CVE-2024-56544 is a vulnerability identified in the Linux kernel's udmabuf subsystem, which handles user-space DMA buffer allocations. The core issue arises from the way the udmabuf driver manages large memory allocations using the kmalloc allocator. Specifically, when running on 64-bit machines with a PAGE_SIZE of 4096 bytes and a MAX_PAGE_ORDER of 10, the kmalloc allocator can only reliably allocate up to 4MB of contiguous memory (4096 bytes * 2^10). Attempts to allocate memory beyond this limit, such as a 3GB udmabuf buffer, result in allocation failures and kernel warnings due to fragmentation and allocator limitations. The vulnerability manifests as a kernel warning and failure to create large udmabuf buffers, which can lead to denial of service conditions or instability in applications relying on large DMA buffers. The root cause is that the udmabuf driver uses kmalloc for its folios array, which is limited by MAX_PAGE_ORDER and memory fragmentation. The patch changes the allocation method from kmalloc to kvmalloc_array, which can fallback to vmalloc if contiguous physical memory is unavailable. vmalloc allocates virtually contiguous memory, allowing for larger allocations without fragmentation issues, thus resolving the problem. This fix ensures that large udmabuf buffers can be allocated reliably without triggering kernel warnings or allocation failures. No known exploits are currently reported in the wild, and the vulnerability primarily affects systems that attempt to allocate very large DMA buffers via udmabuf on affected Linux kernel versions. The vulnerability does not appear to allow privilege escalation or arbitrary code execution but can cause denial of service or application failures due to allocation errors.

For European organizations, the impact of CVE-2024-56544 is primarily related to system stability and availability, particularly in environments that utilize Linux-based systems for high-performance computing, embedded systems, or specialized hardware interfacing that relies on large DMA buffers. Industries such as telecommunications, automotive, industrial automation, and scientific research in Europe often deploy Linux kernels with udmabuf for direct memory access operations. Failure to allocate large buffers could lead to application crashes, degraded performance, or denial of service conditions, potentially disrupting critical services or production environments. While this vulnerability does not directly compromise confidentiality or integrity, the resulting instability could indirectly affect operational continuity and service reliability. Organizations running custom or older Linux kernels that have not incorporated the patch are at risk. Additionally, systems with high memory demands or those performing large-scale data transfers using DMA buffers are more susceptible. The absence of known exploits reduces immediate risk, but unpatched systems remain vulnerable to accidental or malicious triggering of the allocation failure, which could be leveraged in targeted denial of service attacks.

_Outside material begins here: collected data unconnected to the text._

PR #1370, opened 2023-10-12
connect batch context to globus destination via path

### LINKED ISSUE #1368: Connect globus_destination to batch_context if globus path is in staging location and not full URL
If a user requests a globus destination link and copies that path (e.g. /globus/sunet/date) and then leaves and comes back later to complete the job creation, and pastes in the globus path instead of the full globus URL, the globus_destination will not be connected to the newly created batch_context.

OR if the user has a validation problem when submitting the form, the staging location becomes the globus path and not the full globus URL.

We should add some additional logic like we do here: https://github.com/sul-dlss/pre-assembly/blob/main/app/controllers/batch_contexts_controller.rb#L22-L27

which finds the existing globus_destintation using the path provided by the user to ensure it gets connected to the batch_context.

May need an additional helper find method like this: https://github.com/sul-dlss/pre-assembly/blob/main/app/models/globus_destination.rb#L12-L19  (something like `find_with_globus_path`)

This will reduce the number of "dangling" globus_destinations

peetucket:
# Why was this change made? 🤔

Fixes #1368 - if a user creates a Globus Destination and then has a validation error, the "Staging location" will show the full path and not the URL anymore.  When they submit the job, the globus destination will then not be connected to the batch context.  This fixes it by allowing the batch context to be connected to a globus destination either via globus URL or destination path.

~~[HOLD] for testing on QA~~

New integration test.
QA

### DIFF
--- a/spec/features/batch_context/globus_spec.rb
+++ b/spec/features/batch_context/globus_spec.rb
@@ -8,7 +8,7 @@ RSpec.describe 'Use Globus staging location', :js do
   before do
     globus_dir.rmtree if globus_dir.directory?
     globus_dir.mkpath
-    allow(Settings.globus).to receive(:directory).and_return(globus_dir)
+    allow(Settings.globus).to receive(:directory).and_return(globus_dir.to_s)
 
     allow(GlobusClient).to receive(:mkdir).and_return(true)
     login_as(user, scope: :user)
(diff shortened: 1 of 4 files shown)


spec/features/batch_context/globus_spec.rb
```diff
@@ -8,7 +8,7 @@
   before do
     globus_dir.rmtree if globus_dir.directory?
     globus_dir.mkpath
-    allow(Settings.globus).to receive(:directory).and_return(globus_dir)
+    allow(Settings.globus).to receive(:directory).and_return(globus_dir.to_s)
```
peetucket, line 12: The settings have a string, not a path.  We need a string for our new test to work ... so this makes the mock match reality.

spec/models/globus_destination_spec.rb
```diff
@@ -51,8 +51,7 @@
       let(:url) { globus_destination.url }
 
       it 'finds object' do
-        expect(found).not_to be_nil
-        expect(found.user.sunet_id).to eq('ima_user')
+        expect(found).to eq globus_destination
       end
```
peetucket, line 55: we can be more specific with this expectation

spec/models/globus_destination_spec.rb
```diff
@@ -68,7 +67,7 @@
       let(:url) { 'https://app.globus.org/file-manager?&origin_id=some-endpoint-uuid&origin_path=/ima_user/2023-09-21-12-59-59-123/&destination_id=my-laptop&destination_path=/my/dir&add_identity=d28a330f-9d3c-4832-950c-492fb7771a9e' }
 
       it 'finds object' do
-        expect(found).not_to be_nil
+        expect(found).to eq globus_destination
       end
```
peetucket, line 71: ditto - more specific expectation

To mitigate CVE-2024-56544, European organizations should: 1) Apply the official Linux kernel patch that replaces kmalloc with kvmalloc_array for udmabuf allocations, ensuring fallback to vmalloc for large memory requests. This patch is critical to prevent allocation failures and kernel warnings. 2) Update Linux kernel versions to the latest stable releases that include this fix, especially on systems that utilize udmabuf or perform large DMA buffer allocations. 3) Audit and monitor systems for kernel warnings related to __alloc_pages and udmabuf allocation failures, which may indicate attempts to trigger this vulnerability. 4) For environments using custom kernel builds, verify that the memory allocation strategy for udmabuf matches the patched approach. 5) Limit the maximum size of udmabuf allocations where possible to avoid unnecessarily large memory requests that could exacerbate fragmentation issues. 6) Implement robust system monitoring and alerting to detect abnormal kernel warnings or crashes related to memory allocation. 7) Engage with hardware and software vendors to confirm compatibility and patch availability for embedded or specialized Linux distributions. These targeted steps go beyond generic advice by focusing on the specific allocator change and operational monitoring relevant to this vulnerability.